PR #82, opened 2020-10-07
bug: Force decoder_length to be integer type in TimeSeriesDataset

emigre459:
This ensures that it can be used directly or used to derive an integer value that can then be used to slice Tensors without error

### DIFF
--- a/pytorch_forecasting/data/timeseries.py
+++ b/pytorch_forecasting/data/timeseries.py
@@ -278,7 +278,7 @@ class TimeSeriesDataSet(Dataset):
             ), "encoder_length is a protected column and must not be present in data"
             if "encoder_length" not in self.time_varying_known_reals and "encoder_length" not in self.reals:
                 self.static_reals.append("encoder_length")
-            data["encoder_length"] = 0.0  # dummy - real value will be set dynamiclly in __getitem__()
+            data["encoder_length"] = 0  # dummy - real value will be set dynamiclly in __getitem__()
 
         # validate
         self._validate_data(data)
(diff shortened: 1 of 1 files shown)


pytorch_forecasting/data/timeseries.py
```diff
@@ -278,7 +278,7 @@ def __init__(
             ), "encoder_length is a protected column and must not be present in data"
             if "encoder_length" not in self.time_varying_known_reals and "encoder_length" not in self.reals:
                 self.static_reals.append("encoder_length")
-            data["encoder_length"] = 0.0  # dummy - real value will be set dynamiclly in __getitem__()
```
jdb78, line 281: Good catch!

pytorch_forecasting/data/timeseries.py
```diff
@@ -869,16 +869,18 @@ def __getitem__(self, idx: int) -> Tuple[Dict[str, torch.Tensor], torch.Tensor]:
...
+                    self.max_prediction_length,
+                    sequence_length - self.min_encoder_length,
+                ))
+
         encoder_length = sequence_length - decoder_length
         assert (
             decoder_length >= self.min_prediction_length
         ), "Decoder length should be at least minimum prediction length"
         assert encoder_length >= self.min_encoder_length, "Encoder length should be at least minimum encoder length"
+        assert isinstance(encoder_length, int), f"encoder_length = {encoder_length}, must be of integer type"
```
jdb78, line 883: I suggest we do the assert in the `__init__` method. Let's do it for encoder length and decoder_length, minimum and maximum.

pytorch_forecasting/data/timeseries.py
```diff
@@ -869,16 +869,18 @@ def __getitem__(self, idx: int) -> Tuple[Dict[str, torch.Tensor], torch.Tensor]:
             sequence_length >= self.min_prediction_length
         ), "Sequence length should be at least minimum prediction length"
         # determine prediction/decode length and encode length
-        decoder_length = min(
-            time[-1] - (self.min_prediction_idx - 1),
-            self.max_prediction_length,
-            sequence_length - self.min_encoder_length,
-        )
+        decoder_length = int(min(
```
jdb78, line 872: I would rather not cast this here because the user could still pass floats and then they are unpredictably converted/rounded to integers. Better to check at initialization that passed values are of the expected format.

jdb78 (changes requested):
Thanks a lot for taking this on! I suggest we check for integers at the beginning to warn the user as early as possible and simplify debugging.

jdb78:
Closing in favour of #95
* * * *
TASK DESCRIPTION: What lines of the preceding data include the string "type"? Pull them out.

ANSWER:
bug: Force decoder_length to be integer type in TimeSeriesDataset
+        assert isinstance(encoder_length, int), f"encoder_length = {encoder_length}, must be of integer type"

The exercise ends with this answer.